05 March 2018, The Tablet

Protect Christian sites in Israel, Archbishops pray


Cardinal Vincent Nichols and Archbishop Justin Welby have issued a joint plea for protection for Holy Land sites


Protect Christian sites in Israel, Archbishops pray

The Archbishop of Westminster Vincent Nichols and the Archbishop of Canterbury Justin Welby have called on the Israeli Government to protect the status quo at the holy sites in Jerusalem.

The status quo is the agreement that governs relations between Church and state.

In a joint letter to the Israeli Ambassador to London, Mark Regev, the two faith leaders expressed their deep concern at the events unfolding in Jerusalem of "unprecedented, punitive and discriminatory" taxation of Christian institutions and their fears that this dispute could inflict long term damage on relations between the two communities.

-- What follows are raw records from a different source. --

Issue #1089, opened 2015-04-30
Rescheduled Jobs not being marked as completed on completion


zabil:
Jobs that are rescheduled needs to be marked as complete once the job passes/fails. A cache issue is causing the job to be shown as rescheduled. 

Restarting the server displays the job as complete.

zabil:
Picking this up

chopraapooja:
STEPS to reproduce :-
1) Have two agents connected to the server.
2) Create a pipeline with a job that will end up longer [to get time to disconnect agent before job completes] say "sleep 120".
3) when job is in the middle of execution, just disconnect the building agent.
4) Job will get rescheduled to another agent after some time. 
5) Keep eye at the job details page . It should show the correct status (without refreshing) and also check console logs.

You should get jobstatus in this order :-
Scheduled,
Assigned
Preparing
Building
Rescheduled,
Scheduled,
Assigned
Preparing
Building
Completing,
Completed

This is the ideal behaviour. But the bug is that job details page stop showing updated status after job gets Reschedule and hang upon "Reschedule" state. 
**Note**:-
To check whether status is updating **without refresh** it is recommended that you should stay on the job details page throughout job execution cycle , don't go back and forth. Use another browser window or tab if you want to goto another page.

juhijariwala:
I reproduced the scenario as above, but it is **not showing the rescheduled state.**

### Current Job status order ###
Scheduled
Assigned
Preparing
Building (killed the assigned agent)
Scheduled
Assigned
Preparing
Building
Completing
Completed

Observed on **15.2.0(2067-07d65665c731a6) **

juhijariwala:
Verified with 15.2.0-2067 (07d65665c731a615f6a6943cce0fd03440eb4a9e).This works as expected.

PR #1174, opened 2015-06-03
#1089 Request for jobStatus.json finds the actual latest job Id using…

chopraapooja:
… the requested job Id which is resceduled job Id

### DIFF
--- a/server/src/com/thoughtworks/go/server/controller/JobController.java
+++ b/server/src/com/thoughtworks/go/server/controller/JobController.java
@@ -16,38 +16,20 @@
 
 package com.thoughtworks.go.server.controller;
 
-import java.util.HashMap;
-import java.util.Map;
-import javax.servlet.http.HttpServletRequest;
-import javax.servlet.http.HttpServletResponse;
-
 import com.thoughtworks.go.config.AgentConfig;
 import com.thoughtworks.go.config.CaseInsensitiveString;
 import com.thoughtworks.go.config.Tabs;
 import com.thoughtworks.go.config.TrackingTool;
-import com.thoughtworks.go.domain.JobIdentifier;
-import com.thoughtworks.go.domain.JobInstance;
-import com.thoughtworks.go.domain.JobInstances;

The taxes “threaten to cause serious damage to the Christian presence in Jerusalem, to Christian families, and to the Christian institutions, including hospitals and schools, which serve many of the poorest people, regardless of their background," Cardinal Nichols and Archbishop Welby state in their letter.

“It is our view that the measures being pressed in Jerusalem and in the Knesset are a clear and evident threat to the status quo. These violations of historic agreements risk undermining prospects for peaceful coexistence between communities, at a time of already heightened tensions."

The two Archbishops have committed to pray for the peace of Jerusalem and have urged the Israeli government to address this crisis "as a matter of urgency" and immediately enter dialogue with the local Churches to find a resolution.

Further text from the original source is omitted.